Wyeth looks for European boost from Enbrel NICE guidance
Wyeth's Enbrel has received a dual recommendation from NICE - guidance the pharma company hopes will influence healthcare decisions elsewhere in Europe.
Enbrel was recommended as a last line of treatment for severe plaque psoriasis and in severe active psoriatic arthritis, when older generation treatments are ineffective.
Stevo Knezevic, chief medical officer of Wyeth Europa, said: "This endorsement of biological therapies is excellent news for psoriatic patients across Europe and the healthcare professionals who care for them.
"It is now vital that healthcare providers take note of the positive NICE decision, the opinion of dermatologists and the needs of psoriatic patients, and make funding for these therapies available as quickly as possible."

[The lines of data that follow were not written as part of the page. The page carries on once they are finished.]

PR #24780, opened 2024-11-15
feature: PrometheusMeterService will throw an exception when registering invalid metrics

entangled90:
## Description

Configure prometheus to throw an exception if a metric is not being registered correctly.
This required a small fix in taskslist importer as one metric was registered with 0 labels first and then with 2 labels afterwards.

### DIFF
--- a/dist/src/main/java/io/camunda/application/commons/metrics/MetricsConfiguration.java
+++ b/dist/src/main/java/io/camunda/application/commons/metrics/MetricsConfiguration.java
@@ -1,0 +1,29 @@
+/*
+ * Copyright Camunda Services GmbH and/or licensed to Camunda Services GmbH under
+ * one or more contributor license agreements. See the NOTICE file distributed
+ * with this work for additional information regarding copyright ownership.
+ * Licensed under the Camunda License 1.0. You may not use this file
+ * except in compliance with the Camunda License 1.0.
+ */
+package io.camunda.application.commons.metrics;
+
+import io.micrometer.prometheus.PrometheusMeterRegistry;
+import org.springframework.beans.BeansException;
+import org.springframework.beans.factory.config.BeanPostProcessor;
+import org.springframework.stereotype.Component;
+
+@Component
+public class MetricsConfiguration implements BeanPostProcessor {
+
+  /** Configure PrometheusMeterRegistry if it's configured */
+  @Override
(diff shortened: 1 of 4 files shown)


tasklist/importer/src/main/java/io/camunda/tasklist/zeebeimport/es/RecordsReaderElasticSearch.java
houssain-barouni, line 1: We need to do the same in https://github.com/camunda/camunda/blob/main/tasklist/importer/src/main/java/io/camunda/tasklist/zeebeimport/os/RecordsReaderOpenSearch.java

dist/src/main/java/io/camunda/zeebe/broker/BrokerModuleConfiguration.java
```diff
@@ -38,7 +38,8 @@
     basePackages = {
       "io.camunda.zeebe.broker",
       "io.camunda.zeebe.shared",
-      "io.camunda.authentication"
+      "io.camunda.authentication",
+      "io.camunda.application.commons.metrics"
```
houssain-barouni, line 42: why this package needs to be added in `BrokerModuleConfiguraiton` ? it is already scanned by [`CommonsModuleConfiguration`](https://github.com/camunda/camunda/blob/main/dist/src/main/java/io/camunda/application/commons/CommonsModuleConfiguration.java)

dist/src/main/java/io/camunda/application/commons/metrics/MetricsConfiguration.java
```diff
@@ -0,0 +1,24 @@
...
+package io.camunda.application.commons.metrics;
+
+import io.micrometer.prometheus.PrometheusMeterRegistry;
+import org.springframework.beans.BeansException;
+import org.springframework.beans.factory.config.BeanPostProcessor;
+
+public class MetricsConfiguration implements BeanPostProcessor {
+
+  @Override
+  public Object postProcessAfterInitialization(final Object bean, final String beanName)
```
houssain-barouni, line 17: can you please add some java docs explaining why this is required ?

houssain-barouni (changes requested):
We also need to update the Opensearch implementation

houssain-barouni (approved):
LGTM!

The skin disease psoriasis affects about 2% of the population and currently has no cure. An estimated 5-7% of sufferers also have psoriatic arthritis, which is an inflammatory arthritis.
Enbrel is the leading treatment in the TNF-blocker class of drugs and one of the newer biologic treatments on the market.
The TNF-blocker market is highly competitive, with two other treatments chasing Enbrel (etanercept) for sales Schering-Plough's Remicade (infliximab) and Abbott's Humira (adalimumab).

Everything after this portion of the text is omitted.